On September 18-20, 2017, CDA Data Analysis Institute conducted a talent training program with the theme of "Python language data mining application" in the data center (Shanghai) of Industrial and Commercial Bank of China. The training class started in Jiading Park, and the remote video of the Information Technology Department of Xisanqi Park, Waigaoqiao Park and Shanghai Branch participated. The employees of all departments of the center actively registered , and a total of 95 employees participated in the concentrated learning . Teachers and related colleagues in the data analysis department actively communicated and learned, and finally gained a lot of learning results.
company profile:
The Industrial and Commercial Bank of China Co., Ltd. Data Center (Shanghai) [hereinafter referred to as the Data Center (Shanghai)] is an organization directly under the head office and was officially established on November 10, 2000. The data center (Shanghai) undertakes the functions of production operation and disaster recovery management of the entire bank's information system, has established a world-leading core production environment, formed a production operation and maintenance system based on the ITIL concept, and provides data services for domestic and foreign institutions of ICBC, and Connect with more than 500 third-party organizations.
To meet the higher standards of business continuity operation and system availability requirements, ICBC took the lead in launching the construction of the "two centers and three centers" project in the domestic industry. The data center (Shanghai) has built two parallel-operated, fast-takeover data centers in the same city and an off-site disaster recovery center in the three parks of Shanghai Waigaoqiao, Jiading, and Beijing Xisanqi to achieve the highest level of disaster recovery deployment. The information system operates 365 days a year, 24 hours a day.
More than ten years of hard work has not only cast a strong and stable information system in the data center (Shanghai), but also cultivated a team of talents who are determined to forge ahead and pursue excellence. We gather talents and are more committed to training talents. We lead change and are better at controlling change. We expand our horizons and are more willing to share our vision. We pursue dreams and dare to touch them.
brief introduction:
The first stage: Python basic learning
1. Preliminary Grammar
2. Lists, strings and tuples
3. Collections and dictionaries
4. Conditional and looping statements
5. Application of several important built-in functions
6. File operations
7. Functions and their applications
8. Regular expressions
9. Database and Python
10. Sorting algorithm, dynamic programming algorithm, recursive algorithm and other algorithms
The second stage: numpy, pandas, etc. for data cleaning and sorting
1. Organize data (slicing, generating random numbers, copying, broadcasting, sorting, etc.)
2. Various methods of data indexing and selection
3. Grouping, dividing, merging and transforming data
4. Data processing of missing and null values
5. Time series data processing, modeling and forecasting (ARIMA)
6. Processing with Chinese data
7. Data deduplication and outliers
8. Comparison of data sorting and modeling between R language and Python (pandas)
9. Descriptive statistics and inferential statistical analysis
The third stage: Python machine learning algorithm and data mining case summary
1. Logistic regression model for text classification
2. Picture structure and analysis (K-means cluster analysis of pictures)
3. Picture recognition and classification: PCA modeling
4. Two-dimensional handwritten digit recognition (KNN method)
5. Recommendation system and precision marketing (nearest neighbor method, collaborative filtering)
6. Various scenarios of data visualization
7. Text classification of news (TF-IDF guidelines, personal recommendation of travel news)
8. Handwriting recognition
9. Naïve Bayes decision
10. Wine quality classification prediction
11. Grid search and parameter optimization of machine learning
12. Penalized linear regression classifier
13. Use support vector machine to identify and classify
14. Financial time series forecasting (non-ARIMA method)
15. Machine integrated learning algorithm
16. Random simulation, user churn warning, quantitative investment actual combat
Student evaluation:
Teachers conduct in-depth analysis through typical data analysis and mining cases encountered in data analysis.
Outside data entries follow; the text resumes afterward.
PR #3412, opened 2024-10-09
style(api-client): enhances responsiveness

antlio:
this pr updates style in api client in order to fixes and enhances responsiveness glitches such as
- view header button width
- alignments
- double borders
- border radiuses

as seen below:

**before**
image

image

image

**after**
image

image

image


amritk (approved):
LGTM, maybe @cameronrohani take a look

antlio:
merging this as it is breaking ui but will fast follow up if need according to feedbacks!

PR #3413, opened 2024-10-09
feat(api-client): handle file download with filename in response

inyourtime:
This update adds the capability to download a file response with the correct filename extracted from the response headers. The feature ensures that when a file is downloaded via the API client, the filename is properly set according to the content disposition, providing a more user-friendly experience.

before

https://github.com/user-attachments/assets/368e48c7-cc04-403e-809b-19e3fa890c23

after

https://github.com/user-attachments/assets/938de78d-e0b8-498b-a94f-a16485653b00

### DIFF
--- a/.changeset/late-chairs-scream.md
+++ b/.changeset/late-chairs-scream.md
@@ -1,0 +1,5 @@
+---
+'@scalar/api-client': patch
+---
+
+feat: download response with filename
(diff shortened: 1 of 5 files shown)


antlio:
tysm, that's such a great addition!

amritk (approved):
Lets gooooooo

marclave (approved):
UNREAL work @inyourtime !!!!!! love this improvement

and tests!? 😄

PR #3414, opened 2024-10-09
feat(object-utils): new debounce function without dependencies

tmastrom:
Currently, the `object-utils` package depends on `@vueuse/core` for its `useDebounceFn` 

This PR removes the dependency, `@vueuse/core`, from `@scalar/object-utils` by creating a new dependency-less debounce function for use with mutations.

### DIFF
--- a/.changeset/weak-terms-reply.md
+++ b/.changeset/weak-terms-reply.md
@@ -1,0 +1,5 @@
+---
+"@scalar/object-utils": patch
+---
+
+feat(object-utils): new debounce function without dependencies
--- a/packages/object-utils/package.json
+++ b/packages/object-utils/package.json
@@ -69,7 +69,6 @@
   ],
   "module": "dist/index.js",
   "dependencies": {
-    "@vueuse/core": "^10.10.0",
     "flatted": "^3.3.1",
     "just-clone": "^6.2.0",
     "ts-deepmerge": "^7.0.1"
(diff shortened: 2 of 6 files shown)


hanspagel (commented):
Is that really a win, though? 

We’re using @vueuse/core in a lot of places, even `useDebounceFn` in another place, it’s well-tested, documented, tree-shakable … And having this one function in the repository doesn’t actually remove the dependency from our popular packages, but adds to the bundle size.

Or in other words: What’s the benefit of removing this dependency in just this package?

geoffgscott:
> Is that really a win, though?
> 
> We’re using @vueuse/core in a lot of places, even `useDebounceFn` in another place, it’s well-tested, documented, tree-shakable … And having this one function in the repository doesn’t actually remove the dependency from our popular packages, but adds to the bundle size.
> 
> Or in other words: What’s the benefit of removing this dependency in just this package?

This is a very low level package in our usage tree. @vueuse has many dependencies and bloats a bunch of non vue packages that consume object-utils. For an incredible small increase in package size to vue packages (where size is less of an issue) we reduce the package size in many other places.

hanspagel:
Yeah, that’s what I’m asking for: In which packages? Because it’s still heavily used in @scalar/api-reference and @scalar/api-client and those seem to be the only packages using @scalar/object-utils.

tmastrom:
> Yeah, that’s what I’m asking: Reduces the package size In which places? Because it’s still heavily used in @scalar/api-reference and @scalar/api-client and those seem to be the only packages using @scalar/object-utils.

We also use @scalar/object-utils in @scalar/oas-utils. Removing vue dependencies here will give us some bigger savings in backend packages

hanspagel (approved):
Ah, that makes sense!

PR #3417, opened 2024-10-09
fix(object-utils): setNested doesn’t work with arrays

geoffgscott:
There was a critical logic error in determining the end state for nested setting. This corrects the logic.


amritk (approved):
Need this!

PR #3423, opened 2024-10-09
feat(api-client): watch mode 👀

amritk:
Alright, this PR introduces a new feature: Watch your OpenAPI URLs for changes. Once you add to your OpenAPI document, it’ll update the API client for you. ⚡ 

Screenshot 2024-10-15 at 14 17 02

**Test**

1. Open two terminals and run `pnpm dev:galaxy` and `pnpm dev:app`.
2. Add `http://localhost:5052/_fresh/openapi.yaml` to import a collection.
3. Open a request in the newly imported collection and you should see some output in the console already.
4. You can then make changes in the `3.1.yaml` and see the API client updated shortly after. 👀 

**Future Tasks**
- example diffing - so we don't replace the whole example
- the content-type header disappearing will be fixed when I do my content-type PR
- variable speed polling


packages/api-client/src/components/CommandPalette/CommandPaletteImport.vue
```diff
@@ -65,12 +67,10 @@ async function importCollection() {
   loader.startLoading()
   try {
     if (isInputUrl.value)
-      await importSpecFromUrl(
-        inputContent.value,
-        undefined,
-        undefined,
-        activeWorkspace.value.uid,
-      )
+      await importSpecFromUrl(inputContent.value, activeWorkspace.value.uid, {
```
amritk, line 70: cleaned up the config

packages/api-client/src/components/CommandPalette/CommandPaletteImport.vue
```diff
@@ -123,16 +123,28 @@ async function importCollection() {
...
-        class="p-2 max-h-8 gap-1.5 text-xs hover:bg-b-2 relative"
-        variant="outlined"
-        @click="openSpecFileDialog">
-        JSON, or YAML File
-        <ScalarIcon
-          class="text-c-3"
-          icon="UploadSimple"
-          size="md" />
-      </ScalarButton>
+      <div class="flex flex-row items-center justify-start gap-3">
```
amritk, line 126: This needs to be removed before merge

packages/api-client/src/store/security-schemes.ts
```diff
@@ -62,47 +62,47 @@ export function extendedSecurityDataFactory({
   }
 
   /** Delete a security scheme and remove the key from its corresponding parent */
-  const deleteSecurityScheme = (scheme: SecurityScheme) => {
+  const deleteSecurityScheme = (schemeUid: string) => {
```
amritk, line 65: we weren't using the whole scheme here so just downgraded to just the uid

packages/api-client/playground/app/main.ts
```diff
@@ -1,5 +1,5 @@
 import { createApiClientApp } from '@/layouts/App'
 
 createApiClientApp(document.getElementById('scalar-client'), {
-  proxyUrl: 'https://proxy.scalar.com',
+  // proxyUrl: 'https://proxy.scalar.com',
```
amritk, line 4: need to remove this before merge

packages/api-client/src/components/CommandPalette/CommandPaletteImport.vue
hanspagel: Why do we remove the UI? I'd just enable it by default and keep it. It communicates what happens behind the scenes (super important) and gives the user a little bit more control.

hanspagel:
THIS IS SO COOL!

I’ve gone through the wording, wdyt?

Something that I experienced: When I added multiple collections with the same URL, it seems it’s watching only one of them.

And the `useOpenApiWatcher` (used to be `useLiveSync`) is deeply nested, can we flatten this with helper methods, early returns or something?

Screenshot 2024-10-10 at 10 56 43

amritk:
Love it! Nice feedback, will implement when I get back to this one!

packages/api-client/src/components/CommandPalette/CommandPaletteImport.vue
amritk: oh so anythony/cam can implement something much nicer ✨

packages/fastify-api-reference/src/fastifyApiReference.ts
```diff
@@ -251,6 +251,8 @@ const fastifyApiReference = fp<
         return reply
           .header('Content-Type', `application/json`)
           .header('Content-Disposition', `filename=${filename}.json`)
+          .header('Access-Control-Allow-Origin', '*')
```
amritk, line 254: do we want to keep this?

marclave (approved):
this is honestly so flipping cool.

@cameronrohani wanna come in and do a LITTLE bit of polish, add an active state to the sidebar or smth somewhere and we get this in :) 

if you end up needing more time @cameronrohani we can get this in and maybe comment it out from import?

packages/fastify-api-reference/src/fastifyApiReference.ts
hanspagel: I’ll make a separate PR! 👍

hanspagel:
@amritk asked for reviews, so let’s set it to Ready for Review

amritk:
Unfortunately typescript wasn't smart enough for what I was planning, maybe in future versions 😞

packages/api-client/src/views/Request/hooks/useOpenApiWatcher.ts
```diff
@@ -0,0 +1,181 @@
...
+    }
+    // Components.securitySchemes
+    else if (d.path[0] === 'components' && d.path[1] === 'securitySchemes') {
+      const payload = diffToSecuritySchemePayload(
+        d,
+        activeCollection.value,
+        securitySchemes,
+      )
+
+      if (payload?.method === 'add') securitySchemeMutators.add(...payload.args)
```
amritk, line 62: typescript did not do what I wanted it to here unfortunately so it gets pretty ugly. We can fix it up later I think

tmastrom (commented):
Very cool new feature!! Working for me locally 😄

hanspagel (approved):
PR of the month already 🏆

hanspagel:
We should test what happens when the URL disappears/throws an error. I’d expect the collection to stay in place, just not update. And ideally we’d visualize the error state in the UI.

antlio:
as discussed here a potential take on the Watch Mode display from the collection context menu:
<div>


</div>

antlio:
added in the previous commits the following ui updates (tooltip wording could be enhanced):

https://github.com/user-attachments/assets/41bf3f3d-65cb-43f8-ab82-c6e5acd58701

antlio:
added in the last commit, the watch for changes state for a collection in the request sidebar:

image

hanspagel:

Even beginners can quickly master the ideas and methods of Python data analysis and data mining (including machine learning) to form scientific and effective knowledge Ability structure system framework.
Enterprise evaluation:
This event is rich in content and basically covers the commonly used algorithms and methods of machine learning. Through intensive learning, students have expressed great benefits, gained a deeper understanding of machine learning, and improved their hands-on practical ability. In the subsequent data analysis practice, combined with the needs of our bank's business and operation and maintenance scenarios, we will use the knowledge and methods learned to solve problems better. At the same time, I hope to have more exchanges with CDA data analysts in special topics courses, CDA certification, project consulting and other aspects to achieve more in-depth cooperation.